PR #968, opened 2019-04-01
Allow '/' in tls secretName for certificate delegations

arminbuerkle:
Fixes heptio/contour#965

As described in the issue, the current regex does not allow namespaced tls delegation secrets as `secretName` which was introduced in contour v0.10.0.

This implementation is not perfect since it allows multiple '/' which should not be valid. But IMO it's better than removing the regex validation until something better is in place.

### DIFF
--- a/deployment/common/common.yaml
+++ b/deployment/common/common.yaml
@@ -57,7 +57,7 @@ spec:
                   properties:
                     secretName:
                       type: string
-                      pattern: ^[a-z0-9]([-a-z0-9]*[a-z0-9])?(\.[a-z0-9]([-a-z0-9]*[a-z0-9])?)*$ # DNS-1123 subdomain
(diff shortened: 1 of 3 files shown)


deployment/common/common.yaml
```diff
@@ -57,7 +57,7 @@ spec:
                   properties:
                     secretName:
                       type: string
-                      pattern: ^[a-z0-9]([-a-z0-9]*[a-z0-9])?(\.[a-z0-9]([-a-z0-9]*[a-z0-9])?)*$ # DNS-1123 subdomain
+                      pattern: ^[a-z0-9]([-a-z0-9]*[a-z0-9])?([\.\/][a-z0-9]([-a-z0-9]*[a-z0-9])?)*$ # Modified DNS-1123 subdomain
```
davecheney: Please remove this comment, its not accurate. It was never a subdomain.

davecheney:
Thank you. Please rebase to master and I'll merge this.

davecheney:
LGTM. Thank you.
··········
The answer must be a word-for-word transcription of every record above.

(Task output):
PR #968, opened 2019-04-01
Allow '/' in tls secretName for certificate delegations

arminbuerkle:
Fixes heptio/contour#965

As described in the issue, the current regex does not allow namespaced tls delegation secrets as `secretName` which was introduced in contour v0.10.0.

This implementation is not perfect since it allows multiple '/' which should not be valid. But IMO it's better than removing the regex validation until something better is in place.

### DIFF
--- a/deployment/common/common.yaml
+++ b/deployment/common/common.yaml
@@ -57,7 +57,7 @@ spec:
                   properties:
                     secretName:
                       type: string
-                      pattern: ^[a-z0-9]([-a-z0-9]*[a-z0-9])?(\.[a-z0-9]([-a-z0-9]*[a-z0-9])?)*$ # DNS-1123 subdomain
(diff shortened: 1 of 3 files shown)


deployment/common/common.yaml
```diff
@@ -57,7 +57,7 @@ spec:
                   properties:
                     secretName:
                       type: string
-                      pattern: ^[a-z0-9]([-a-z0-9]*[a-z0-9])?(\.[a-z0-9]([-a-z0-9]*[a-z0-9])?)*$ # DNS-1123 subdomain
+                      pattern: ^[a-z0-9]([-a-z0-9]*[a-z0-9])?([\.\/][a-z0-9]([-a-z0-9]*[a-z0-9])?)*$ # Modified DNS-1123 subdomain
```
davecheney: Please remove this comment, its not accurate. It was never a subdomain.

davecheney:
Thank you. Please rebase to master and I'll merge this.

davecheney:
LGTM. Thank you.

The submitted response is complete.